What is “resilient urbanism”?
What is resilient urbanism? What does it mean for our cities to be conceived and designed to be resilient – to natural hazards, to economic booms and busts, to domestic and international political challenges? Who defines the priorities and standards for resilience? How do cities respond to ‘crisis’?
I aim to use my posts on resilient urbanism as a way to forward an alternative notion of resilience, risk and crisis as it relates to cities and our work as practitioners in international humanitarian aid and development.

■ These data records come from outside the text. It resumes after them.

Issue #594, opened 2025-05-28
lock not working in v1.13.2 (etron EU)


oleg-d:
**Describe the bug**

Running Execute Vehicle Action lock in EU region does not work anymore. **I was able to find that v1.10.3 it still works**.

v1.13.2 - tried both API 0 and API 1 both the same.

 `Unable to lock wauzzzge: 404, message='Not Found', url='https://mal-3a.prd.eu.dp.vwg-connect.com/api/bs/rlu/v1/vehicles/WAUZZZGE/lock' 
`

**To Reproduce**
Steps to reproduce the behavior: Run  Execute Vehicle Action with action Lock

**Expected behavior**
lock works

**Screenshots**

<img width="1044" alt="Image" src="https://github.com/user-attachments/assets/ce7bbeba-ac9b-4280-9831-17d26d662311" />

**Logfile**
How to enable audiconnect debugging?
Settings > Integrations > Audi Connect > Enable Debug Logging
Run service refresh_cloud_data
Disable Debug Logging

**Your Vehicle Details**
Model: etron
Year: 2020
Type (Gas/Hybrid/Electric): Electric
Region (EU/US/CA/CN): EU

oleg-d:
Finding an old issue https://github.com/audiconnect/audi_connect_ha/issues/496 I rolled back to test 1.10.3 and lock worked for me

pimspierenburg:
Still doesn't seem to work. 

Currently running Audi Connect 1.15, also having an A6 etron in EU, having my Z-Pin also configured. Might this just a certificate that needs to be installed.


Logger: custom_components.audiconnect.util
Bron: custom_components/audiconnect/util.py:26
integratie: Audi Connect (documentatie, problemen)
Eerst voorgekomen: 20:39:23 (3 gebeurtenissen)
Laatst gelogd: 20:39:35

Unable to unlock wauXXXX: Cannot connect to host ha-5a.prd.eu.vwg.vwautocloud.net:443 ssl:True [SSLCertVerificationError: (1, '[SSL: CERTIFICATE_VERIFY_FAILED] certificate verify failed: self-signed certificate in certificate chain (_ssl.c:1028)')]
[...]

Issue #564, opened 2025-03-29
SSLCertVerificationError


TS-1900:
Denne fejl stammer fra en brugerdefineret integration.

Logger: custom_components.audiconnect.audi_connect_account
Kilde: custom_components/audiconnect/audi_connect_account.py:223
integration: Audi Connect (dokumentation, problemer)
Første forekomst: 08.39.33 (3 forekomster)
Senest logget: 09.52.15

VEHICLE REFRESH: An unexpected error occurred while refreshing vehicle data for VIN: *************0641. Error: Cannot connect to host ha-5a.prd.eu.vwg.vwautocloud.net:443 ssl:True [SSLCertVerificationError: (1, '[SSL: CERTIFICATE_VERIFY_FAILED] certificate verify failed: self-signed certificate in certificate chain (_ssl.c:1028)')]

Kolbi:
Do you still have this issue? Looks like a temporary issue on the Audi server with certificates.

coreywillwhat:
This may have to do with rolling out OAuth as another user suggested a while back.

Is any data retrieved for the vehicle in HA? Any other clues in your logs at what point this occurs? Is login successful, etc. You would have to enable debug logging to see the additional details.

Birkjensen:
Hi, 

If I reload the service, all data is op to date. 
I cant use the Door Lock, it fails. (not response) 
I cant see the charge time and power, if I reload the Audiconnekt app on my phone, it opdate HA, 
Data is only on HA, Monta and AudiConnekt.  


![Image](https://github.com/user-attachments/assets/d83fdef4-13b8-4bd6-b1d4-91c543fc50d6)


Log from HA.. 


2025-04-03 18:35:13.140 ERROR (MainThread) [homeassistant.components.onvif] Failed to migrate unique id for 'camera.hus_frone_substream' as the ONVIF profile index '1' parsed from unique id '44:47:cc:34:fc:ea_1' could not be found
2025-04-03 18:35:32.989 ERROR (MainThread) [custom_components.audiconnect.audi_connect_account] TRIP DATA: An unexpected error occurred while updating trip data for VIN: *************0641. Error: Cannot connect to host ha-5a.prd.eu.vwg.vwautocloud.net:443 ssl:True [SSLCertVerificationError: (1, '[SSL: CERTIFICATE_VERIFY_FAILED] certificate verify failed: self-signed certificate in certificate chain (_ssl.c:1028)')]
[...]

Issue #560, opened 2025-03-26
Still encountering 403 error when locking/unlocking in US region after 1.12.2 update


jogan-r:
**Describe the bug**
Still encountering 403 error when locking/unlocking in US region after 1.12.2 update

**To Reproduce**
Lock or Unlock action from any method within the HA website, either via developer tools > action or from the dashboard. Vehicle was added in the US region with API Level 0. I tested changing to API Level 1 with no change. All attributes read correctly, i.e. range, tank level, current lock state, just not able to perform lock or unlock. 

**Expected behavior**
car locks or unlocks respectively

**Screenshots**

**Logfile**
How to enable audiconnect debugging?
Settings > Integrations > Audi Connect > Enable Debug Logging
Run service refresh_cloud_data
Disable Debug Logging

2025-03-26 18:52:31.708 DEBUG (MainThread) [custom_components.audiconnect.audi_account] Retrieved 1 vehicle(s)
2025-03-26 18:52:31.731 DEBUG (MainThread) [custom_components.audiconnect.audi_account] Successfully refreshed cloud data
2025-03-26 18:52:48.722 DEBUG (MainThread) [custom_components.audiconnect.audi_connect_account] Sending command to unlock to vehicle waul2afXXXXXXXXX
2025-03-26 18:52:48.722 DEBUG (MainThread) [custom_components.audiconnect.audi_api] Request initiated: method=GET, url=https://mal-1a.prd.ece.vwg-connect.com/api/rolesrights/authorization/v2/vehicles/WAUL2AFXXXXXXXX/services/rlu_v1/operations/UNLOCK/security-pin-auth-requested, data=None, headers={'User-Agent': 'okhttp/3.7.0', 'X-App-Version': '3.14.0', 'X-App-Name': 'myAudi', 'Accept': 'application/json', 'Authorization': 'Bearer XXX(Imagine a token is here)'}, kwargs={}
[...]

PR #643, opened 2025-09-30
Ignore ssl verification due self-signed certificate in the chain

ArtemKiyashko:
Fix for #564 #594 #560


coreywillwhat:
This has no impact on functionality for me, which is a good thing. Hoping this fixes issues for others. Thanks for this PR!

My blog posts will be aimed to be useful for practitioners, but by purposely challenging the ways we conceive our mission and methodologies. I will be sharing snippets of my thesis work that focuses on how the local context in Haiti helped or hindered the deployment of shelter as humanitarian aid after the 2010 earthquake. This work will highlight how we conceive of “shelter” and “housing” as specialists, as well as share the perspectives of ordinary Haitians as they reconstruct. I will also use this blog as a space to highlight overlooked issues and interesting work being done in the field more generally. As such, I am hoping to foster diverse discussions and debates and I look forward to your commentary.
My posts on resilient urbanism will aim to establish an honest and self-reflexive discussion on what it means for cities to be resilient. I hope the exchanges contained in this blog will forward a new way of conceiving our work as humanitarian aid and development practitioners in the urban context, will forward a new concept of urbanism that is sensitive yet responsive during crisis.
The degree of response will depend on its preparedness – which dictates the reconstruction and recovery.
In Japan, their governments response completed and awarded 50,000 transitional shelters, handed out relief items, cleared, segregated and piled most of the debris in the affected areas – all within the first six months after the tsunami.